A Simple PTAS for the Dual Bin Packing Problem and Advice Complexity of Its Online Version

TL;DR

This paper introduces a simple polynomial-time approximation scheme (PTAS) for the dual bin packing problem and investigates the advice complexity of its online version, providing both upper and lower bounds.

Contribution

It presents a simple offline PTAS for dual bin packing and adapts it to an online setting with advice complexity bounds, advancing understanding of advice requirements.

Findings

A simple online algorithm with advice approximates dual bin packing within 1+ε.

A PTAS for dual bin packing is simpler to state and analyze than previous ones.
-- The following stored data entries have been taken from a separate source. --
PR #1119, opened 2026-03-27
[receiver/akamaisiemreceiver] - Initial implementation of Akamai SIEM native OTEL receiver

ShourieG:
## Native Akamai SIEM Receiver

This is a dedicated OTel receiver for the Akamai SIEM API. It implements polling, the chain state machine, and NDJSON streaming directly with native OTel Collector interfaces. It targets the existing data stream and ingest pipeline in Elasticsearch for the Akamai integration.

### Why

The CEL-based input works but uses a generic CEL execution engine, which adds overhead and limits control over Akamai-specific offset and chain details. This receiver communicates with the Akamai API directly through EdgeGrid authentication, NDJSON streaming, offset pagination, and chain recovery, without the CEL layer.

Related: [elastic/security-integrations#733](https://github.com/elastic/security-integrations/issues/733)

### Proposed Commit message
```
feat(receiver/akamaisiemreceiver): add native Akamai SIEM receiver

A dedicated receiver for the Akamai SIEM API.

- EdgeGrid HMAC-SHA256 auth. NDJSON responses are parsed line by line with a one-line delay. This keeps the trailing offset-context line out of the event stream.

- Three-branch chain state machine, including offset drain, chain replay, and new chain, features 416 recovery, timestamp retries, clamping for too-old data, and offset TTL handling.

- Bounded-memory streaming sets up a small channel between the scanner and the batched ConsumeLogs consumer. This limits peak memory usage regardless of page size.

- Optional cursor persistence is available through the OTel storage extension. Without this option, restarts will re-fetch from initial_lookback.

- Each record has a body map keyed "message" containing the raw JSON, plus additional data_stream information such as {type, dataset, namespace} on the body and resource. It also includes elastic.mapping.mode: bodymap on the scope. The pipeline can remain at [batch] since the Akamai integration's ingest pipeline handles ECS enrichment.

- There are 16 metrics and spans across Poll, FetchPage, ProcessPage, EmitEvents, and PersistCursor. FetchPage also carries the truncated API error body for non-200 responses to simplify debugging.
```
### How it works

The receiver polls `/siem/v1/configs/{id}` using EdgeGrid HMAC-SHA256 signed requests. The responses are gzipped NDJSON. A scanner goroutine reads lines into a bounded channel (`stream_buffer_size`). It uses a one-line-delay pattern that separates events from the trailing offset-context line. A consumer goroutine batches these events and calls `ConsumeLogs` for each batch (`batch_size`). Peak memory is limited to `stream_buffer_size + batch_size` events, regardless of the page size.

The cursor state persists through the OTel storage extension interface (`storage.Client`) after each successful page. Storage is optional. Without it, chain state still tracks across poll cycles in memory, but every collector restart will re-fetch from `initial_lookback`.

The poller operates a three-branch state machine:
- **Offset drain**: continues from a stored offset (steady state).
- **Chain replay**: if the offset is expired or missing, it replays from a time window with overlap.
- **New chain**: for the first run or if caught up; it starts a fresh time-based window.

Offset TTL detection, 416 recovery, invalid timestamp retries, and "from too old" clamping are all managed within the state machine.

### Output shape

Each log record carries the raw Akamai JSON in `LogRecord.Body`, with a map keyed by `message`, alongside `data_stream.{type,dataset,namespace}` body keys for Kibana filters. The same `data_stream.*` values are also included in **resource attributes** for the Elasticsearch exporter’s dynamic routing. The **scope** carries `elastic.mapping.mode: bodymap`, allowing the ES exporter to serialize the body map fields directly into the indexed document.

Scope attributes are part of the `plog.Logs` data structure and endure batch processor flushes and exporter queues without needing `metadata_keys` configuration. This is recommended by the [ES exporter migration docs](https://github.com/open-telemetry/opentelemetry-collector-contrib/tree/main/exporter/elasticsearchexporter#migration-setting-mapping-mode-via-scope-attribute). Since the receiver writes the scope attribute itself, there is no need for a `transform` processor in the user pipeline; the common case simplifies to `[batch]`.

`data_stream.*` defaults to `logs / akamai.siem / default`, which can be configured on the receiver. The Akamai integration’s ingest pipeline handles ECS enrichment; the receiver does not parse or transform event content. Existing Kibana dashboards are immediately usable.

### Observability

There are 16 metrics covering API health (`requests`, `request_errors`, `request_duration`, `bytes_received`), event flow (`events_received`, `events_emitted`, `events_per_page`, `events_per_second`), pagination (`pages_processed`, `cursor_persists`, `offset_expired`, `offset_ttl_drops`), recovery (`recovery_attempts`, `invalid_timestamp_retries`), and timing (`page_processing_time`, `poll_duration`).

Spans cover `Poll`, `FetchPage`, `ProcessPage`, `EmitEvents`, and `PersistCursor`. For non-200 responses, the `FetchPage` span includes `akamai.api.status_code`, `akamai.api.detail`, and `akamai.api.body` (truncated to 2 KB). This helps operators debug proxy errors and HTML error pages without needing debug logs.

### Benchmarks

For the mock Akamai API, 100k events per page, nop exporter, using Apple M1 Max, the metrics are:

| Metric | Value |
|---|---|
| **EPS** | ~15.6k |
| CPU/event | 0.009ms |
| KB/event | 1.4 |
| RSS | 105 MB |

The process is I/O-bound on gzip decompression and NDJSON streaming. Body-map construction effectively uses zero CPU per event.

### What's in the PR

The PR contains 15 commits, organized for review:

| # | Commit | What |
|---|---|---|
| 1 | `feat: add module scaffold and telemetry definitions` | `go.mod`, `Makefile`, `metadata.yaml` (16 metrics), generated metadata code, `documentation.md`. |
| 2 | `feat: add EdgeGrid HMAC-SHA256 authentication` | HMAC-SHA256 signing, `http.RoundTripper` transport wrapper. |
| 3 | `feat: add HTTP client and NDJSON streaming` | HTTP client, URL builder, `APIError` types, `StreamEvents` with one-line-delay pattern. |
| 4 | `feat: add cursor persistence via storage extension` | `Cursor`, `CursorStore` over `storage.Client`, TTL detection. |
| 5 | `feat: add poller state machine and fetch loop` | Three-branch state machine, page processing, error recovery, span/metric instrumentation. |
| 6 | `feat: add config and validation` | `Config` (squashed `confighttp.ClientConfig`), `data_stream` block, `Validate`. |
| 7 | `feat: add factory wiring` | OTel `receiver.Factory`, `createLogsReceiver`. |
| 8 | `feat: add receiver lifecycle and bodymap emission` | `Start`/`Shutdown`, `pollLoop`, `emitEvents` (body map + scope + resource attrs). |
| 9 | `test: add receiver, integration, and tracing tests` | Mock-API integration tests, scope/resource/body assertions, cursor persistence, tracing. |
| 10 | `test: add benchmarks` | `emitEvents` and full-poll benchmarks at multiple event counts. |
| 11 | `docs: add README` | Architecture, configuration reference, tuning guide, pipeline component reference, scenarios. |
| 12 | `docs: add architecture diagrams` | Two SVGs — overall architecture and bodymap data flow. |
| 13 | `feat(distributions/elastic-components): register akamaisiemreceiver` | Manifest gomod entry + replace directive. |
| 14 | `chore: register akamaisiemreceiver ownership and ignore local artifacts` | `CODEOWNERS` entry, `.gitignore` additions. |
| 15 | `chore: regenerate metadata` | `mdatagen` output refresh. |

### Package structure

```
receiver/akamaisiemreceiver/
├── config.go, factory.go, receiver.go
└── internal/
    ├── akamaiclient/    HTTP client, NDJSON streaming, API errors.
    ├── auth/            EdgeGrid HMAC-SHA256 signing.
    ├── cursor/          Cursor state, storage extension persistence.
    ├── metadata/        Auto-generated telemetry.
    └── poller/          Three-branch state machine, fetch loop.
```

### Tests

Integration tests run against a local `httptest` server with realistic NDJSON fixtures. They cover body map shape, scope and resource attribute injection, cursor persistence through a mock storage extension, severity defaults, and error recovery paths. Unit tests address config validation, EdgeGrid signing, NDJSON streaming, cursor operations, and poller state transitions. Benchmarks gauge emit throughput and full poll cycles.

End-to-end tests against a local Elasticsearch 8.17 stack with the Akamai integration installed confirm that documents reach `logs-akamai.siem-default` with full ECS enrichment from the ingest pipeline. This is true for both batch and non-batch pipeline configurations.

### Quick start

```yaml
receivers:
  akamai_siem:
    endpoint: "https://akab-xxxxx.luna.akamaiapis.net"
    config_ids: "12345"
    authentication:
      client_token: "${AKAMAI_CLIENT_TOKEN}"
      client_secret: "${AKAMAI_CLIENT_SECRET}"
      access_token: "${AKAMAI_ACCESS_TOKEN}"
    storage: file_storage   # optional — without it, every restart re-fetches from initial_lookback
    # data_stream defaults to logs / akamai.siem / default

extensions:
  file_storage:
    directory: /var/lib/otelcol/storage

processors:
  batch:                    # optional — recommended for amortizing flushes
    timeout: 10s

exporters:
  elasticsearch:
    endpoints: ["https://elasticsearch:9200"]
    api_key: "${ES_API_KEY}"

service:
  extensions: [file_storage]
  pipelines:
    logs:
      receivers: [akamai_siem]
      processors: [batch]
      exporters: [elasticsearch]
```

The minimum required setup includes just the receiver and an exporter. Everything else—`batch`, `file_storage`, `sending_queue`, metrics endpoint—is optional and noted in the README's scenarios. Additional scenarios, such as file export with rotation, console debug, and high-throughput production with persistent queueing, are detailed in the **README**.

---
### Screenshots
---

**ECS Discover Dashboard:**

akamai_ecs_discover

**Akamai SIEM Dashboard 1:** 

Akamai_dashboard_1

**Akamai SIEM Dashboard 2:**

Akamai_dashboard_2


receiver/akamaisiemreceiver/internal/mapper/otel.go
```diff
@@ -0,0 +1,388 @@
...
+//
+// Mapping strategy:
+//   - Fields with OTel semantic conventions use the standard attribute name
+//   - Akamai-specific fields use the "akamai.siem.*" namespace
+//   - The raw JSON is always preserved in the body for debugging/reprocessing
+func MapToOTelLog(rawJSON string, lr plog.LogRecord) error {
+	var event map[string]any
+	if err := json.Unmarshal([]byte(rawJSON), &event); err != nil {
+		return fmt.Errorf("failed to parse event JSON: %w", err)
+	}
```
axw: This is a very expensive way to do the translation. It would be best to avoid reflection altogether if possible, e.g. by walking the JSON and setting fields as you go. As a quicker win, define structs with well-defined SIEM event fields, and unmarshal into that to avoid a lot of interface boxing.

axw (commented):
I've only skimmed, since I was curious about the performance. There's some low hanging fruit for optimising the full otel SemConv configuration.

axw:
@ShourieG sorry for the delay, this dropped off my radar after the long weekend.

> Hey @axw, @andrewkroh wants to review this but he does not seem to have the permission to add himself as a reviewer.

I'll look into how we can fix that.

> The scraperhelper model does not fit the custom akamai poll logic, how we use chain draining, streaming the logs and emitEvents() per batch inside a page. scraperhelper would not fit with the streaming model with our custom chaining logic here.

OK. FYI, the reason I ask is because we'll soon have the ability to trigger scrapes with alternative methods other than a simple in-process timer: https://github.com/open-telemetry/opentelemetry-collector/pull/14469

receiver/akamaisiemreceiver/receiver.go
```diff
@@ -0,0 +1,456 @@
...
+	return nil
+}
+
+// emitRaw sends events as raw JSON body strings. The ES ingest pipeline handles all
+// field parsing and ECS enrichment downstream. Injects x-elastic-mapping-mode: ecs
+// into the OTel client context so the elasticsearchexporter serializes
+// LogRecord.Body → "message" field (not "body.text") without requiring explicit
+// mapping.mode config on the exporter.
+func (r *akamaiReceiver) emitRaw(ctx context.Context, events []string, entry *consumerEntry) error {
+	ctx = withMappingMode(ctx, "ecs")
```
cmacknz: If you want this to be an ECS like document, the beats receiver approach is to use bodymap and transport the the complete ECS document in the LogRecord body.

What this ECS will do is attempt to translate the SemanticConvention names to ECS compatible ones for you. I believe the history was that this was written so that the Observability curated UIs would work so I don't think this is a perfect conversion. You can see it doesn't cover all of ECS in https://github.com/open-telemetry/opentelemetry-collector-contrib/blob/fe7f484ccf9f6716783b515a8abbfe486c891a05/exporter/elasticsearchexporter/model.go#L55 for example.

I don't think we have any magic "convert this OTLP document into a perfect ECS document" translation.

cmacknz: See also https://github.com/elastic/opentelemetry-collector-components/pull/1153/changes#r3058758463

ShourieG:
> @ShourieG sorry for the delay, this dropped off my radar after the long weekend.
> 
> > Hey @axw, @andrewkroh wants to review this but he does not seem to have the permission to add himself as a reviewer.
> 
> I'll look into how we can fix that.
> 
> > The scraperhelper model does not fit the custom akamai poll logic, how we use chain draining, streaming the logs and emitEvents() per batch inside a page. scraperhelper would not fit with the streaming model with our custom chaining logic here.
> 
> OK. FYI, the reason I ask is because we'll soon have the ability to trigger scrapes with alternative methods other than a simple in-process timer: [open-telemetry/opentelemetry-collector#14469](https://github.com/open-telemetry/opentelemetry-collector/pull/14469)

@axw  I think we can revisit this in future but right now as it is there are some bottlenecks besides a custom polling logic:

- emitEvents() calls both raw and OTel consumers in parallel per batch, scraperhelper has no concept of per-request routing to different consumers, I think atm.

- The current scraper signature is `func scrape(ctx context.Context) (plog.Logs, error)`, this is a limitation for use due to the streaming concept we are using to reduce back pressure. Our NDJSON streaming uses a bounded channel between the scanner and the consumer. If we had to buffer everything into a single `plog.Logs` return value, we'd need to hold 100k+ events in memory per page instead of streaming them in batches.

- Currently a single poll cycle fetches N pages until the chain is drained. Each page triggers multiple ConsumeLogs calls (one per batch of 1000/batch_size events). scraperhelper expects one scrape → one return → one ConsumeLogs. 

Will all these limitations change with the future updates ?

receiver/akamaisiemreceiver/receiver.go
ShourieG: @cmacknz, So in our scenario, in RAW mode we are sending to an ES backend where the integration assets are already installed. Sending the message on the appropriate index and data-stream triggers the existing akamai ingest pipeline to do the actual mapping. 

In the case of `elasticapmintakereceiver` the whole ECS mapping seems to be done in the receiver itself, where as in our case for ECS (RAW mode) mapping, we are relying on the integration being already installed and for that to do the actual heavy lifting. This is basically just acts as a simple message receiver/streamer in RAW mode. In OTEL mode it actually does the mapping in accordance with current OTEL standards. The header `x-elastic-mapping-mode: ecs` is only attached when we configure `output_format: raw`, so that it is sent as the original NDJSON log wrapped in `message`.

cmacknz: Using `bodymap` will use only the content of the LogRecord body as the document content in _bulk. 

Using the `ecs` mode will mutate the document to change any semantic conventions attributes you included to their ECS names. This is not a passthrough mode it changes the document, and it changes it in a way that is only tested against the existing Observability curated UIs.

I think what you want to do with the data is valid but I don't thin you are doing it using the mapping mode we intended to cover this case :)

cmacknz: > raw (default) — raw JSON goes into LogRecord.Body

From your PR description, this is the definition of the [bodymap](https://github.com/open-telemetry/opentelemetry-collector-contrib/tree/fe7f484ccf9f6716783b515a8abbfe486c891a05/exporter/elasticsearchexporter#bodymap-mapping-mode) mode not the ECS mode. "In bodymap mapping mode, the Elasticsearch Exporter supports only logs and will take the "body" of a log record as the exact content of the Elasticsearch document without any transformation"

Lower bounds show that for unbounded item sizes, advice complexity is linear in input size.

Abstract

Recently, Renault (2016) studied the dual bin packing problem in the per-request advice model of online algorithms. He showed that given $O(1/\epsilon)$ advice bits for each input item allows approximating the dual bin packing problem online to within a factor of $1+\epsilon$. Renault asked about the advice complexity of dual bin packing in the tape-advice model of online algorithms. We make progress on this question. Let $s$ be the maximum bit size of an input item weight. We present a conceptually simple online algorithm that with total advice $O\left(\frac{s + \log n}{\epsilon^2}\right)$ approximates the dual bin packing to within a $1+\epsilon$ factor. To this end, we describe and analyze a simple offline PTAS for the dual bin packing problem. Although a PTAS for a more general problem was known prior to our work (Kellerer 1999, Chekuri and Khanna 2006), our PTAS is arguably simpler to state and analyze. As a result, we could easily adapt our PTAS to obtain the advice-complexity result. We also consider whether the dependence on $s$ is necessary in our algorithm. We show that if $s$ is unrestricted then for small enough $\epsilon > 0$ obtaining a $1+\epsilon$ approximation to the dual bin packing requires $\Omega_\epsilon(n)$ bits of advice. To establish this lower bound we analyze an online reduction that preserves the advice complexity and approximation ratio from the binary separation problem due to Boyar et al. (2016). We define two natural advice complexity classes that capture the distinction similar to the Turing machine world distinction between pseudo polynomial time algorithms and polynomial time algorithms. Our results on the dual bin packing problem imply the separation of the two classes in the advice complexity world.